## TASK
Where a line below contains "sigs", count it. Reply with the total only.

Data records
PR #888, opened 2025-05-14
feat: drift for Kubelet Client ID

matthchr:
* Add kubernetes.azure.com/kubelet-identity-client-id label to all nodes, to match what AKS does.
* Drift nodes if the expected kubelet-identity-client-id has changed.
* Does not drift if the node doesn't have the AKS Kubelet ClientID label set.

* Unit tests
* Manual test with NPS bootstrap, shows nodes now come up with this label: `kubernetes.azure.com/kubelet-identity-client-id=fcd9a498-b00b-4757-8c2a-90f6ede47610`. Changing it at the configmap scope results in drift and the new node coming up with the new label.

- [ ] Yes, issue opened: # 
- [x] No

**Release Note**

```release-note
Added the kubernetes.azure.com/kubelet-identity-client-id to all nodes and drifts nodes if the expected kubelet-identity-client-id has changed.
```

### DIFF
--- a/pkg/cloudprovider/drift.go
+++ b/pkg/cloudprovider/drift.go
@@ -23,12 +23,14 @@ import (
 
 	sdkerrors "github.com/Azure/azure-sdk-for-go-extensions/pkg/errors"
 	"github.com/Azure/azure-sdk-for-go/sdk/resourcemanager/network/armnetwork"
+	"github.com/samber/lo"
+	v1 "k8s.io/api/core/v1"
+	"sigs.k8s.io/controller-runtime/pkg/log"
+
 	"github.com/Azure/karpenter-provider-azure/pkg/apis/v1beta1"
 	"github.com/Azure/karpenter-provider-azure/pkg/operator/options"
 	"github.com/Azure/karpenter-provider-azure/pkg/providers/instance"
 	"github.com/Azure/karpenter-provider-azure/pkg/utils"
-	"github.com/samber/lo"
-	"sigs.k8s.io/controller-runtime/pkg/log"
 
 	karpv1 "sigs.k8s.io/karpenter/pkg/apis/v1"
 	"sigs.k8s.io/karpenter/pkg/cloudprovider"
@@ -36,58 +38,61 @@ import (
 )
 
 const (
-	NodeClassDrift  cloudprovider.DriftReason = "NodeClassDrift"
-	K8sVersionDrift cloudprovider.DriftReason = "K8sVersionDrift"
-	ImageDrift      cloudprovider.DriftReason = "ImageDrift"
-	SubnetDrift     cloudprovider.DriftReason = "SubnetDrift"
+	NodeClassDrift       cloudprovider.DriftReason = "NodeClassDrift"
+	K8sVersionDrift      cloudprovider.DriftReason = "K8sVersionDrift"
+	ImageDrift           cloudprovider.DriftReason = "ImageDrift"
+	SubnetDrift          cloudprovider.DriftReason = "SubnetDrift"
+	KubeletIdentityDrift cloudprovider.DriftReason = "KubeletIdentityDrift"
 
 	// TODO (charliedmcb): Use this const across code and test locations which are signaling/checking for "no drift"
 	NoDrift cloudprovider.DriftReason = ""
 )
 
 func (c *CloudProvider) isNodeClassDrifted(ctx context.Context, nodeClaim *karpv1.NodeClaim, nodeClass *v1beta1.AKSNodeClass) (cloudprovider.DriftReason, error) {
-	// First check if the node class is statically staticFieldsDrifted to save on API calls.
-	if staticFieldsDrifted := c.areStaticFieldsDrifted(nodeClaim, nodeClass); staticFieldsDrifted != "" {
-		return staticFieldsDrifted, nil
+	// TODO: if we find more expensive checks, such as reading VMs or NICs from Azure, are being duplicated between checks, we should
+	//       produce a lazy at-most-once that allows a check to cache a value for later checks to read.
+	checks := []func(ctx context.Context, nodeClaim *karpv1.NodeClaim, nodeClass *v1beta1.AKSNodeClass) (cloudprovider.DriftReason, error){
+		c.areStaticFieldsDrifted,
+		c.isK8sVersionDrifted,
+		c.isKubeletIdentityDrifted,
+		c.isImageVersionDrifted,
+		c.isSubnetDrifted,
 	}
-	k8sVersionDrifted, err := c.isK8sVersionDrifted(ctx, nodeClaim, nodeClass)
-	if err != nil {
-		return "", err
+	for _, check := range checks {
+		driftReason, err := check(ctx, nodeClaim, nodeClass)
+		if err != nil {
+			return "", err
+		}
+		if driftReason != "" {
+			return driftReason, nil
+		}
 	}
-	if k8sVersionDrifted != "" {
-		return k8sVersionDrifted, nil
-	}
-	imageVersionDrifted, err := c.isImageVersionDrifted(ctx, nodeClaim, nodeClass)
-	if err != nil {
-		return "", err
-	}
-	if imageVersionDrifted != "" {
-		return imageVersionDrifted, nil
-	}
-	subnetDrifted, err := c.isSubnetDrifted(ctx, nodeClaim, nodeClass)
-	if err != nil {
-		return "", err
-	}
-	if subnetDrifted != "" {
-		return subnetDrifted, nil
-	}
+
 	return "", nil
 }
 
-func (c *CloudProvider) areStaticFieldsDrifted(nodeClaim *karpv1.NodeClaim, nodeClass *v1beta1.AKSNodeClass) cloudprovider.DriftReason {
+func (c *CloudProvider) areStaticFieldsDrifted(ctx context.Context, nodeClaim *karpv1.NodeClaim, nodeClass *v1beta1.AKSNodeClass) (cloudprovider.DriftReason, error) {
+	logger := log.FromContext(ctx)
+
 	nodeClassHash, foundNodeClassHash := nodeClass.Annotations[v1beta1.AnnotationAKSNodeClassHash]
 	nodeClassHashVersion, foundNodeClassHashVersion := nodeClass.Annotations[v1beta1.AnnotationAKSNodeClassHashVersion]
 	nodeClaimHash, foundNodeClaimHash := nodeClaim.Annotations[v1beta1.AnnotationAKSNodeClassHash]
 	nodeClaimHashVersion, foundNodeClaimHashVersion := nodeClaim.Annotations[v1beta1.AnnotationAKSNodeClassHashVersion]
 
 	if !foundNodeClassHash || !foundNodeClaimHash || !foundNodeClassHashVersion || !foundNodeClaimHashVersion {
-		return ""
+		return "", nil
 	}
 	// validate that the hash version for the AKSNodeClass is the same as the NodeClaim before evaluating for static drift
 	if nodeClassHashVersion != nodeClaimHashVersion {
-		return ""
+		return "", nil
 	}
-	return lo.Ternary(nodeClassHash != nodeClaimHash, NodeClassDrift, "")
+
+	if nodeClassHash != nodeClaimHash {
+		logger.V(1).Info(fmt.Sprintf("drift triggered for %s, as nodeClassHash (%s) != nodeClaimHash (%s)", NodeClassDrift, nodeClassHash, nodeClaimHash))
+		return NodeClassDrift, nil
+	}
+
+	return "", nil
 }
 
 func (c *CloudProvider) isK8sVersionDrifted(ctx context.Context, nodeClaim *karpv1.NodeClaim, nodeClass *v1beta1.AKSNodeClass) (cloudprovider.DriftReason, error) {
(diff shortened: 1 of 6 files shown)


pkg/cloudprovider/suite_test.go
```diff
@@ -280,6 +282,23 @@ var _ = Describe("CloudProvider", func() {
 				Expect(err).ToNot(HaveOccurred())
 				Expect(drifted).To(Equal(ImageDrift))
 			})
+
+			It("should NOT trigger drift if node doesn't have kubelet client ID label", func() {
```
matthchr, line 286: Have UTs but don't have an E2E. It is probably possible to write an E2E but it would require:
1. Provisioning a new Kubelet identity (calling ARM APIs, which I don't think we currently import the SDKs to do this, though it's not that hard to do).
2. Using the `ExpectSettingsReplaced` helper (thanks @Bryce-Soghigian for pointing me to it), which can't be tested in NAP.

It's not clear to me if we should add an E2E for this or if we'd prefer just UTs.

pkg/cloudprovider/drift.go
```diff
@@ -221,6 +204,65 @@ func (c *CloudProvider) isSubnetDrifted(ctx context.Context, nodeClaim *karpv1.N
...
+	if node == nil {
+		return "", nil
+	}
+
+	kubeletIdentityClientID := node.Labels[v1alpha2.AKSLabelKubeletIdentityClientID]
+	// The kubelet identity label is supposed to be set on every node, but prior to
+	// 1.4.0 it was not set by Karpenter. In order to avoid rolling all existing nodes,
+	// we don't count a missing kubelet identity as drift. This situation should resolve itself as
+	// image version and Kubernetes version drift is performed.
+	// TODO: This short-circuit should be removed post 1.4.0 (~2025-07-01)
```
charliedmcb, line 225: Discussed offline. Agreed, this approach works. Just need to come back to this in a later release.

pkg/providers/imagefamily/bootstrap/aksbootstrap.go
```diff
@@ -307,7 +308,8 @@ func (a AKS) applyOptions(nbv *NodeBootstrapVariables) {
 
 	// merge and stringify labels
 	kubeletLabels := lo.Assign(getBaseKubeletNodeLabels(), a.Labels)
-	getAgentbakerGeneratedLabels(a.ResourceGroup, kubeletLabels)
+	getAgentBakerGeneratedLabels(a.ResourceGroup, kubeletLabels)
+	kubeletLabels[v1alpha2.AKSLabelKubeletIdentityClientID] = a.KubeletIdentityClientID
```
charliedmcb, line 312: This handles the `provisionMode`, `aksscriptless` case, which is the default. 

We also need to handle:
https://github.com/Azure/karpenter-provider-azure/blob/11be7f237150c9d0299b4d9081bbac740ff707ae/pkg/providers/launchtemplate/launchtemplate.go#L205

Need to ensure the `bootstrappingclient` case is handled as well.

charliedmcb (commented):
Overall, looks good, but need to check the `bootstrappingclient` case

pkg/cloudprovider/suite_test.go
charliedmcb, line 286: nit: I was liking breaking the drift tests into `Context` based on their drift type.

charliedmcb: Yea, realizing this is in the `Node Image Drift` Context. Would be great to split it into its own `Context("Kubelet Identity Drift"`

matthchr: Oh I msised that in the rebase, can fix.

pkg/providers/imagefamily/bootstrap/aksbootstrap.go
matthchr: Good callout:

Looks like it's not there with bootstrappingClient mode today:
```
                    beta.kubernetes.io/arch=amd64
                    beta.kubernetes.io/instance-type=Standard_D16_v3
                    beta.kubernetes.io/os=linux
                    failure-domain.beta.kubernetes.io/region=westcentralus
                    failure-domain.beta.kubernetes.io/zone=
                    karpenter.azure.com/sku-cpu=16
                    karpenter.azure.com/sku-family=D
                    karpenter.azure.com/sku-gpu-count=0
                    karpenter.azure.com/sku-hyperv-generation=1
                    karpenter.azure.com/sku-memory=65536
                    karpenter.azure.com/sku-name=Standard_D16_v3
                    karpenter.azure.com/sku-networking-accelerated=true
                    karpenter.azure.com/sku-version=3
                    karpenter.azure.com/zone=
                    karpenter.sh/capacity-type=on-demand
                    karpenter.sh/initialized=true
                    karpenter.sh/nodepool=default
                    karpenter.sh/registered=true
                    kubernetes.azure.com/agentpool=
                    kubernetes.azure.com/azure-cni-overlay=true
                    kubernetes.azure.com/cluster=MC_matthchr-temp_matthchr-test-1_westcentralus
                    kubernetes.azure.com/ebpf-dataplane=cilium
                    kubernetes.azure.com/mode=user
                    kubernetes.azure.com/network-subnet=aks-subnet
                    kubernetes.azure.com/nodenetwork-vnetguid=3615f57c-f813-4cb7-b5a8-a27a312c7adb
                    kubernetes.azure.com/podnetwork-type=overlay
                    kubernetes.azure.com/role=agent
                    kubernetes.io/arch=amd64
                    kubernetes.io/hostname=aks-default-r6fkt
                    kubernetes.io/os=linux
                    node.kubernetes.io/instance-type=Standard_D16_v3
                    topology.disk.csi.azure.com/zone=
                    topology.kubernetes.io/region=westcentralus
                    topology.kubernetes.io/zone=

```

matthchr: Ok I think I've pushed a fix to this... @comtalyst how do I test it? I am not seeing any UTs that run with this mode, nor a mock for it if we set it?

Bryce-Soghigian: we don't have a fake for NPS so we can't really right now. I have encountered this a few times :(

pkg/cloudprovider/drift.go
```diff
@@ -39,58 +40,51 @@ import (
...
 
 	// TODO (charliedmcb): Use this const across code and test locations which are signaling/checking for "no drift"
 	NoDrift cloudprovider.DriftReason = ""
 )
 
 func (c *CloudProvider) isNodeClassDrifted(ctx context.Context, nodeClaim *karpv1.NodeClaim, nodeClass *v1alpha2.AKSNodeClass) (cloudprovider.DriftReason, error) {
-	// First check if the node class is statically staticFieldsDrifted to save on API calls.
-	if staticFieldsDrifted := c.areStaticFieldsDrifted(nodeClaim, nodeClass); staticFieldsDrifted != "" {
-		return staticFieldsDrifted, nil
+	checks := []func(ctx context.Context, nodeClaim *karpv1.NodeClaim, nodeClass *v1alpha2.AKSNodeClass) (cloudprovider.DriftReason, error){
```
jackfrancis, line 54: Is the specific serialization of these checks meaningful in terms of either optimizing for "least expensive mean computation time", or "functional correctness"? If not, should we add a TODO or issue to parallelize them?

pkg/cloudprovider/drift.go
```diff
@@ -39,58 +40,51 @@ import (
...
+		if driftReason != "" {
+			return driftReason, nil
+		}
 	}
+
 	return "", nil
 }
 
-func (c *CloudProvider) areStaticFieldsDrifted(nodeClaim *karpv1.NodeClaim, nodeClass *v1alpha2.AKSNodeClass) cloudprovider.DriftReason {
+func (c *CloudProvider) areStaticFieldsDrifted(_ context.Context, nodeClaim *karpv1.NodeClaim, nodeClass *v1alpha2.AKSNodeClass) (cloudprovider.DriftReason, error) {
```
jackfrancis, line 74: should we take advantage of the added context and log a warning if we the terminal outcome is `nodeClassHash != nodeClaimHash` ?

pkg/cloudprovider/drift.go
matthchr: My understanding is that order matters here, and cheaper checks are checked first. @charliedmcb could answer this more completely though.

I _think_ that these checks are all served from controller-runtime cached clients, which means that the general level of expense here is not actually that high, because the data we're examining is already in memory, so this is just a bunch of in-memory comparisons. The only thing that isn't true for is the maintenance windows stuff that @charliedmcb just added I believe.

pkg/cloudprovider/drift.go
```diff
@@ -39,58 +39,51 @@ import (
...
+	K8sVersionDrift      cloudprovider.DriftReason = "K8sVersionDrift"
+	ImageDrift           cloudprovider.DriftReason = "ImageDrift"
+	SubnetDrift          cloudprovider.DriftReason = "SubnetDrift"
+	KubeletIdentityDrift cloudprovider.DriftReason = "KubeletIdentityDrift"
 
 	// TODO (charliedmcb): Use this const across code and test locations which are signaling/checking for "no drift"
 	NoDrift cloudprovider.DriftReason = ""
 )
 
 func (c *CloudProvider) isNodeClassDrifted(ctx context.Context, nodeClaim *karpv1.NodeClaim, nodeClass *v1beta1.AKSNodeClass) (cloudprovider.DriftReason, error) {
```
jackfrancis, line 52: Is there a case to be made to determine this before calling the funcs below (looks like not all of them need it but more than one does):

```
	node, err := c.getNodeForDrift(ctx, nodeClaim)
	if err != nil {
		return "", err
	}
	if node == nil {
		return "", nil
	}
```

The current flow is a bit weird in the sense that for the funcs that require the above to make a determination, we are kind of overloading an implicit ternary return semantic ("not enough input to actually determine drift") in the function itself. Maybe we hoist that out of the function and instead make it a precondition of calling the func at all, like a pre-step where we gather "which types are drift are we actually able to evaluate?"

pkg/providers/imagefamily/bootstrap/aksbootstrap.go
matthchr: I tested manually for now.

pkg/cloudprovider/drift.go
matthchr: Added one but @charliedmcb was telling me he thinks we maybe should remove some of these. For now having it makes more sense than not though, so added.

pkg/cloudprovider/drift.go
charliedmcb: The intention of ordering is to start with the easier to complete (more reliable, less costly etc), with short circuiting on any drift condition being true. 

I think this space is cheap enough, there isn't a need to parallelize them.

Also, I do lean towards returning a consistent ordering for the drift conditions, even if it's not necessary the exact same one (maybe an earlier condition is later returned, once 2 cases become true).

matthchr: Correcting this some.

The MW stuff is in disruption not drift so doesn't apply here. The risky (high cost?) calls here are GET VM and GET NIC sent to Azure. The rest are served from controller-runtime clients and so cached. GetVM and GetNIC are the last pieces of drift checked.

I think above means we don't want to parallelize. AWS also doesn't parallelize these checks AFAIK.

charliedmcb: The two checks, which I think would be more expensive, are the checks for `isImageVersionDrifted` and `isSubnetDrifted` which have calls to `instanceProvider.Get` for the VM and `instanceProvider.GetNic` for the Nic respectively. However, they are located at the end of each set of drift checks.

pkg/cloudprovider/drift.go
charliedmcb: I wouldn't log a warning, since Drift is a feature that's expected for resolving things based on customer configuration changes, but logging an `info` for now I think makes sense.

Chatted with Matthew about this offline, and might remove the logging on drift cases here, as core already logs when a nodeclaim becomes drifted, or stops being drifted:
- [log for becoming drifted](https://github.com/kubernetes-sigs/karpenter/blob/79c4a7ea60ca95b36f37226dcb868f50ba0fd25c/pkg/controllers/nodeclaim/disruption/drift.go#L73)
- [log for losing the drift condition](https://github.com/kubernetes-sigs/karpenter/blob/79c4a7ea60ca95b36f37226dcb868f50ba0fd25c/pkg/controllers/nodeclaim/disruption/drift.go#L66)

pkg/cloudprovider/drift.go
matthchr: If we do end up wanting to do this "lazy at-most-once cacher" I don't think it makes sense to do it here because nodes are already cached by the controller-runtime client, the things we'd want to cache are like VMs or NICs or whatever, which today are only checked once so don't need to be cached.

charliedmcb: I wouldn't put this as a pre-check for all `is___Drifted` checks, but could see it being added before `isK8sVersionDrifted`, and `isKubeletIdentityDrifted`.

The reasoning I wouldn't put it before `areStaticFieldsDrifted` is that part of the current drift pattern is to short circuit on success, meaning that if we don't have to check for the `getNodeForDrift`, we might as well not.

My opinion is to leave it the way Matthew has it (I think its fine as is), but leave a TODO for possibly hoisting it out. Would only want it preformed after `areStaticFieldsDrifted` though.

charliedmcb: Actually, thinking on this more, I'm more mixed on it being better or not. I kind of like the individual cases doing the checks themselves, and leaving the easy loop over all cases Matthew has. 

The fact it is being used in two separate places does make it feel worth "reusing" and doing in one location, but as Matthew said with point 2 `OTOH, it's not expensive to do this check because it's reading the node from a cached client anyway.`, I think its fine? And extracting it would make the pass over things a bit more clunky keeping the priority ordering, and such.

charliedmcb: > lazy at-most-once cacher

- I think this is the solution I would lean towards, if we start finding this pattern creep up more, but agree its not necessary for nodes here.

matthchr: I've left a TODO comment here.

jackfrancis: all sgtm!

pkg/cloudprovider/drift.go
```diff
@@ -39,58 +40,61 @@ import (
...
-	// First check if the node class is statically staticFieldsDrifted to save on API calls.
-	if staticFieldsDrifted := c.areStaticFieldsDrifted(nodeClaim, nodeClass); staticFieldsDrifted != "" {
-		return staticFieldsDrifted, nil
+	// TODO: if we find more expensive checks, such as reading VMs or NICs from Azure, are being duplicated between checks, we should
+	// TODO: produce a lazy at-most-once that allows a check to cache a value for later checks to read.
```
charliedmcb, line 55: Nit: I like leaving it just so one of the lines has a TODO in it, with indent, so searching only leaves with one occurrence showing up, but just my feeling of it.
```suggestion
	//     produce a lazy at-most-once that allows a check to cache a value for later checks to read.
```

matthchr: Fixed

pkg/providers/imagefamily/customscriptsbootstrap/provisionclientbootstrap.go
```diff
@@ -90,7 +91,7 @@ func (p ProvisionClientBootstrap) GetCustomDataAndCSE(ctx context.Context) (stri
 		OsType:                   lo.ToPtr(lo.Ternary(p.IsWindows, models.OSTypeWindows, models.OSTypeLinux)),
 		VMSize:                   lo.ToPtr(p.InstanceType.Name),
 		Distro:                   lo.ToPtr(p.ImageDistro),
-		CustomNodeLabels:         labels,
+		CustomNodeLabels:         nodeLabels,
```
charliedmcb, line 94: Dropping a comment just for tracking on what we covered offline, ensuring the ordering of kubelet identity used with `bootstrappingclient`, and `label` added will guaranteed always have the label at a <= version used.

charliedmcb: Maybe leave a comment somewhere about this?

charliedmcb (dismissed):
lgtm, assuming `bootstrappingclient` ordering is entirely covered.

pkg/cloudprovider/drift.go
```diff
@@ -221,6 +215,62 @@ func (c *CloudProvider) isSubnetDrifted(ctx context.Context, nodeClaim *karpv1.N
...
+	if err != nil || node == nil {
+		return "", err
+	}
+
+	kubeletIdentityClientID := node.Labels[v1beta1.AKSLabelKubeletIdentityClientID]
+	// The kubelet identity label is supposed to be set on every node, but prior to
+	// 1.4.0 it was not set by Karpenter. In order to avoid rolling all existing nodes,
+	// we don't count a missing kubelet identity as drift. This situation should resolve itself as
+	// image version and Kubernetes version drift is performed.
+	// TODO: This short-circuit should be removed post 1.4.0 (~2025-07-01)
```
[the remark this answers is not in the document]
matthchr: I think post 1.4.0 is still technically correct?

pkg/providers/imagefamily/customscriptsbootstrap/provisionclientbootstrap.go
matthchr: Did this

tallaxes (approved):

## EXERCISE RESULT
6